Numerical Study on the Impact of Spiral Tortuous Hole on Cuttings Removal in Horizontal Wells

Summary Horizontal wells are designed to have smooth (straight), curved, and lateral sections. However, the actual drilled path usually suffers from unwanted undulations from the planned well trajectory known as wellbore tortuosity. Wellbore tortuosity can slow the drilling penetration rate, aggravate drillstring vibration and buckling, complicate the casing and cement job, and lead to inaccurate wellbore position. This paper presents a validated computational fluid dynamics (CFD) model to investigate the impact of wellbore tortuosity on hole cleaning.
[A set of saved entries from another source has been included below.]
PR #1026, opened 2015-12-08
Fix #1010: updateSliderInput doesn't update hidden sliders

### LINKED ISSUE #1010: updateSliderInput doesn't update the value until the input is in view, which can cause problems
When using `updateSliderInput()` on a `sliderInput` that is in a tab that isn't currently visible, the slider doesn't actually get updated until it is visible.  This is not the case with other inputs I tested and causing problems if another input/output depends on that slider.

Example: this app has two tabs, each with a slider input. There is an output specifying what the value of the slider in tab2 is. Whenever the slider in tab1 is changed, the slider in tab2 is updated to match it. Note that the output *should* change whenever tab1 slider is moved, but it only gets updated after seeing tab2 slider.

```
library(shiny)
runApp(shinyApp(
  ui = 
    navbarPage(
      "title",
      tabPanel(
        "tab1",
        sliderInput("num1", "Set slider in tab2 to:", 1, 10, 1),
        textOutput("foo")
      ),
      tabPanel(
        "tab2",
        sliderInput("num2", "num", 1, 10, 1)
      )
    )
  ,
    output$foo <- renderText(sprintf("Number in tab2 is: %s", input$num2))
    observe({
      updateSliderInput(session, "num2", value = input$num1)
    })
  }
))
```

Note that if you put both sliders in the same tab, things work as expected. Also, if you change the slider input to a numeric input, then again things work as expected.

jcheng5:


jcheng5:
This should be good to go @wch

PR #1028, opened 2015-12-09
Add HTML template support

wch:
This PR provides support for HTML templates.

### Complete HTML documents

Here's an example template for a complete HTML document. It demonstrates a number of features, which are explained below.

```html
<html>
  <head>
    <script src="https://cdnjs.cloudflare.com/ajax/libs/jquery/1.11.3/jquery.min.js"></script>
    {{ suppressDependency("jquery") }}
    {{ shinyHead }}

  </head>
  <body>
    <div>
      {{ button }}
      {{ sliderInput("x", "X", 1, 100, 50) }}
    </div>
  </body>
</html>
```

To use the template as the UI for an app, you could use this in your `app.R` and then call `runApp('path')`. You could also split the relevant pieces into `ui.R` and `server.R`.

```R
shinyApp(
  ui = htmlTemplate("template.html",
    button = actionButton("action", "Action")
  ),
)
```

The template consists of mostly HTML, but there are special code blocks within the `{{` and `}}`.

* Because this template is a complete HTML document, Shiny needs to know where to insert HTML HEAD stuff. This is what `{{ shinyHead  }}` is for.
* `suppressDependency("jquery")` tells Shiny to not include its version of jQuery, because it's already included in the HTML template.
* `{{ button }}` is replaced with `actionButton("action", "Action")`.
* Arbitrary R code can be inlined, as in `{{ sliderInput("x", "X", 1, 100, 50) }}`.

The way it works is that R code within `{{ }}` is evaluated in a special environment. This environment is  a *sibling* of the global environment, so that the template won't inadvertently get global vars when it's processed -- all variables must be passed in explicitly in the call to `htmlTemplate()`.

### HTML fragments

Templates can also be used for pieces of HTML that are inserted in a UI. For example, suppose you have this file `fragment.html`:

```html
<div class="foo">
  This is an HTML fragment named <code>{{ name }}</code>.
</div>
```

It could be used like so:

```{r eval=FALSE}
ui <- basicPage(
  h2("Inline template test"),
  htmlTemplate("fragment.html", name = "test-fragment")
)
shinyApp(ui = ui, server = function(input, output) {} )
```

###  Issues/questions:

* `{{ shinyHead }}` is a special case. In the first pass on the template, it's replaced with `<!-- SHINY_HEAD -->`, then in another pass, the actual head stuff is inserted there. We could simply get rid of the `{{ shinyHead }}` special case, and instead have users put `<!-- SHINY_HEAD -->` directly in the template.
* Because evaluation environment is created once, at the beginning of the template processing, and is a sibling of the global environment, if there are call to `library(foo)` in the template, that won't result in the foo package being visible to R code in the template. Possible solutions:
  * Create a new evaluation environment for each `{{ }}` block, but this will still require a separate block for `{{ library(foo) }}`, and the code that actually calls functions from foo. 
  * Require users to call `library(foo)` in `app.R`/`ui.R`, before calling `htmlTemplate()`.
  * Override `library()` in the evaluation environment so that it changes the evaluation environment's parent env. This might be a bad idea; the documentation for `parent.env<-` says, "The replacement function `parent.env<-` is extremely dangerous as it can be used to destructively change environments in ways that violate assumptions made by the internal C code. It may be removed in the near future."
  * Make the evaluation environment a child of the global environment.


wch:
Closing in favor of #1031.

PR #1029, opened 2015-12-10
Add knit_print.reactive

jcheng5:
Allows us to drop reactive expressions right into Rmd docs
with runtime:shiny and have them stay up-to-date.

    ---
    title: "reactive print"
    author: "Joe Cheng <joe@rstudio.com>"
    date: "December 9, 2015"
    output: html_document
    runtime: shiny
    ---

    ```{r}
    a <- reactive({
      invalidateLater(1000)
      Sys.time()
    })
    a
    ```


yihui:
Sounds like a good idea!

wch:
I'm not sure I'm on board with this -- it makes the behavior inside a knitr document very different from the console, where simply typing `a` prints out `a`.  Also, it invokes `a` without needing parens, like `a()`, which is also a break from normal behavior.

What about requiring an explicit function call that does the same thing? Something like `show_rx` (not a good name, but you get the idea).

jcheng5:
It's explicitly *not* an invocation of a; it's knit-printing the reactive expression object (i.e. all of its values over time), not its value.

It's true that it's different than the console, but I don't see why that's a problem--you can't write `renderText("foo")` at the console either. (And if it were possible to support either of these at the console, I think we would...)

BTW, this only works in a runtime:shiny document. If you try it in a non-Shiny document, RStudio will show you a nice dialog explaining what's about to break, and asks if you would like to convert to a Shiny document instead :)

jcheng5:
BTW, I struggle to think of legitimate reasons you should be composing/invoking/printing reactive expressions at the R console anyway, where there is no flushReact loop.

PR #1031, opened 2015-12-10
Use templates from htmltools

wch:
This adds support for HTML templates from htmltools 0.2.10. It is meant to go with rstudio/htmltools#33.


inst/template/default.html
```diff
@@ -0,0 +1,7 @@
+<!DOCTYPE html>
+<html>
+{{ headContent() }}
```
kevinushey: Is it intended that `headContent()` lies outside of the actual `<head>` tags?

wch: That's embarrassing. I've fixed it in ac95dcb.

PR #1034, opened 2015-12-14
Simpler fix for updating hidden sliders (#1010)

wch:
All that's needed is to add a listener for `update`. This also reverts the previous fix, #1026.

The Eulerian-Eulerian approach is used to simulate solid-liquid laminar flow in annular geometry using polyhedral mesh. Then, the impact of wellbore tortuosity on cuttings accumulation, annular pressure loss, and fluid velocity was investigated and compared with the flow behavior in a straight horizontal well. A parametric analysis of spiral period length, spiral amplitude, drillstring rotation, flow rate, annular eccentricity, drilling rate of penetration (ROP), and cuttings size was conducted to assess their influence on cuttings transport in spiral tortuous holes and their relative magnitude to other design or operating factors. Simulation results show that polyhedral mesh is an optimum meshing technique for spiral profile geometry. Wellbore tortuosity aggravates hole cleaning in lateral sections based on the length of the spiral period and/or the spiral amplitude. Reduction in cuttings velocity was observed in the top part of the spiral geometry (crest), causing large deposition of cuttings in this area compared to the spiral lower part (trough). Drillstring rotation from 0 to 200 rev/min is the critical range for efficient hole cleaning in spiral geometry. Cuttings size can improve cuttings accumulation if the particle size is larger than the viscous layer located near the bed velocity profile. The drilling ROP and annular eccentricity aggravate cuttings accumulation and bed deposition in a spiral hole, similar to what is normally observed in straight horizontal wells.